Ollie Sale

Personal information
- Full name: Oliver Richard Trethowan Sale
- Born: 30 September 1995 (age 30) Newcastle-under-Lyme, Staffordshire, England
- Batting: Right-handed
- Bowling: Right-arm fast-medium
- Role: Bowler

Domestic team information
- 2016–2022: Somerset (squad no. 82)
- 2023: Northamptonshire
- List A debut: 12 August 2022 Somerset v Leicestershire
- Twenty20 debut: 29 July 2016 Somerset v Hampshire

Career statistics
| Competition | LA | T20 |
| Matches | 3 | 10 |
| Runs scored | 13 | 20 |
| Batting average | 13.00 | 10.00 |
| 100s/50s | 0/0 | 0/0 |
| Top score | 13 | 14* |
| Balls bowled | 144 | 196 |
| Wickets | 3 | 13 |
| Bowling average | 60.66 | 26.23 |
| 5 wickets in innings | 0 | 0 |
| 10 wickets in match | 0 | 0 |
| Best bowling | 3/80 | 3/32 |
| Catches/stumpings | 1/– | 3/– |
- Source: CricketArchive, 17 August 2022

= Ollie Sale =

English cricketer (born 1995)

Oliver Richard Trethowan Sale (born 30 September 1995) is an English former cricketer who played for Somerset County Cricket Club and Northamptonshire County Cricket Club. On 29 July 2016 he made his Twenty20 debut for Somerset against Hampshire in the 2016 NatWest t20 Blast.

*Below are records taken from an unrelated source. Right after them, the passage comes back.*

PR #4508, opened 2024-05-06
Update docdb metrics

oeyh:
### Description
- Removes abstract class RecordBufferWriter and renames ExportRecordBufferWriter to RecordBufferWriter. This is because stream and export use the same ExportRecordBufferWriter
- Renames a few metric names to be consistent with DDB source
- Adds missing update or fixes the updating logic for a few metrics
 
### Issues Resolved
N/A
 
### Check List


data-prepper-plugins/mongodb/src/main/java/org/opensearch/dataprepper/plugins/mongo/export/ExportPartitionWorker.java
```diff
@@ -177,6 +186,9 @@ public void run() {
                             LOG.debug("Write to buffer for line " + (recordCount - DEFAULT_BATCH_SIZE) + " to " + recordCount);
                             recordBufferWriter.writeToBuffer(acknowledgementSet, records);
                             records.clear();
+                            recordBytes.clear();
+                            successItemsCounter.increment(DEFAULT_BATCH_SIZE);
```
dinujoh, line 190: If there are less DEFAULT_BATCH_SIZE records, the metrics emitted will not be correct. It should min(recordCount, DEFAULT_BATCH_SIZE)

data-prepper-plugins/mongodb/src/main/java/org/opensearch/dataprepper/plugins/mongo/export/ExportPartitionWorker.java
```diff
@@ -177,6 +186,9 @@ public void run() {
                             LOG.debug("Write to buffer for line " + (recordCount - DEFAULT_BATCH_SIZE) + " to " + recordCount);
```
dinujoh, line 186: I have seen `(recordCount - DEFAULT_BATCH_SIZE)` value reporting negative. Need to fix this.

oeyh: `recordCount` seems to be a duplicate of `totalRecords` and is always greater than `startLine` at this point. Is it possible that recordCount (an int) overflows, causing the negative number? `recordCount` should probably be of long type.

data-prepper-plugins/mongodb/src/main/java/org/opensearch/dataprepper/plugins/mongo/export/ExportPartitionWorker.java
oeyh: I will use `records.size()` since `records` represents the current batch.

data-prepper-plugins/mongodb/src/main/java/org/opensearch/dataprepper/plugins/mongo/export/ExportPartitionWorker.java
oeyh: The export partition size is an int, so recordCount shouldn't overflow. I can't see how `recordCount - DEFAULT_BATCH_SIZE` becomes negative.

chenqi0805 (approved):

dinujoh (approved):

PR #4563, opened 2024-05-22
Revert addition of default region function from AwsCredentialsSupplier

graytaylor0:
### Description
This change removes the function to return the default region from the `AwsCredentialsSupplier` class. Rather than passing this region all of the clients, we will rely on the default SDK behavior to choose a region when one is not supplied. The region for STS will continue to use the configured `default` region in the `data-prepper-config.yaml`

### Check List


graytaylor0:
Closing as this code has been used by some plugins since it was merged

PR #4645, opened 2024-06-19
DocumentDB Source improvements

dinujoh:
### Description
1. Extend the export partition ownership during query partition creation
2. Add support to shutdown task refresher that starts export, stream scheduler and worker
3. Add AcknowledgmentStatus enum and code refactor to fail negative ack right away
 
### Check List

### DIFF
--- a/data-prepper-plugins/mongodb/src/main/java/org/opensearch/dataprepper/plugins/mongo/documentdb/MongoTasksRefresher.java
+++ b/data-prepper-plugins/mongodb/src/main/java/org/opensearch/dataprepper/plugins/mongo/documentdb/MongoTasksRefresher.java
@@ -91,7 +91,7 @@ public class MongoTasksRefresher implements PluginConfigObserver<MongoDBSourceCo
     private void refreshJobs(MongoDBSourceConfig pluginConfig) {
         final List<Runnable> runnables = new ArrayList<>();
         if (pluginConfig.getCollections().stream().anyMatch(CollectionConfig::isExport)) {
-            currentMongoDBExportPartitionSupplier = new MongoDBExportPartitionSupplier(pluginConfig, documentDBAggregateMetrics);
+            currentMongoDBExportPartitionSupplier = new MongoDBExportPartitionSupplier(pluginConfig, sourceCoordinator, documentDBAggregateMetrics);
             runnables.add(new ExportScheduler(sourceCoordinator, currentMongoDBExportPartitionSupplier, pluginMetrics));
             runnables.add(new ExportWorker(
                     sourceCoordinator, buffer, pluginMetrics, acknowledgementSetManager, pluginConfig, s3PathPrefix, documentDBAggregateMetrics));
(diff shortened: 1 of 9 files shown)


data-prepper-plugins/mongodb/src/main/java/org/opensearch/dataprepper/plugins/mongo/documentdb/MongoTasksRefresher.java
```diff
@@ -110,4 +110,15 @@ private boolean basicAuthChanged(final MongoDBSourceConfig.AuthenticationConfig
...
                 !Objects.equals(currentAuthConfig.getPassword(), newAuthConfig.getPassword());
     }
+
+    /**
+     * Interrupt the running of schedulers.
+     * Each scheduler must implement logic for gracefully shutdown.
+     */
+    public void shutdown() {
+        if (currentExecutor != null) {
+            LOG.info("shutdown down export worker and stream worker");
```
oeyh, line 120: Minor:
```suggestion
            LOG.info("Shut down export worker and stream worker");
```

chenqi0805 (approved):

data-prepper-plugins/mongodb/src/main/java/org/opensearch/dataprepper/plugins/mongo/export/MongoDBExportPartitionSupplier.java
```diff
@@ -111,11 +115,15 @@ private PartitionIdentifierBatch buildPartitions(final ExportPartition exportPar
...
                             .withPartitionKey(String.format(MONGODB_PARTITION_KEY_FORMAT, collectionDbName, gteValueString, lteValueString, gteClassName, lteClassName))
                             .build());
+                    documentDBAggregateMetrics.getExportPartitionQueryCount().increment();
 
                     if (isLastBatch) {
                         break;
                     }
 
+                    // extend the ownership of the partition
+                    enhancedSourceCoordinator.saveProgressStateForPartition(exportPartition, null);
```
graytaylor0, line 125: Will this spam the source coordinator or should there be some time difference or condition for us to increase ownership timeout?

data-prepper-plugins/mongodb/src/main/java/org/opensearch/dataprepper/plugins/mongo/utils/DocumentDBSourceAggregateMetrics.java
```diff
@@ -17,8 +17,7 @@ public class DocumentDBSourceAggregateMetrics {
     private static final String DOCUMENT_DB_EXPORT_5XX_ERRORS = "export5xxErrors";
     private static final String DOCUMENT_DB_EXPORT_4XX_ERRORS = "export4xxErrors";
     private static final String DOCUMENT_DB_EXPORT_API_INVOCATIONS = "exportApiInvocations";
-
-
+    private static final String DOCUMENT_DB_EXPORT_PARTITION_QUERY_COUNT = "exportPartitionQueryCount";
```
oeyh, line 20: What is this aggregated metric used for?

dinujoh: This is to track number of export partition query created. When the collection size if very large (10's to 100's of GB), the scan of collection takes in minutes to hours to create query partition. We want to provide visibility to customer of query partition getting created and pipeline is not stuck.

data-prepper-plugins/mongodb/src/main/java/org/opensearch/dataprepper/plugins/mongo/export/MongoDBExportPartitionSupplier.java
dinujoh: It will only make calls to source coordinator when query partitions are created. For very large collection it take long time to scan entire collection, so we need to keep ownership of the partition. The calls to source coordinator must be max in 10's per second. I ran the test locally and I see version bump to 150 in 4-5 mins.

oeyh (approved):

In September 2022, Sale confirmed he would be leaving Somerset at the end of the 2022 season to sign for Northamptonshire. In December 2023, after failing to make an appearance for Northamptonshire during the 2023 season due to injury, Sale announced his retirement from professional cricket.

==Early life==
Ollie Sale was born on 30 September 1995 in Newcastle-under-Lyme, Staffordshire, England and attended Sherborne School in Sherborne, Dorset.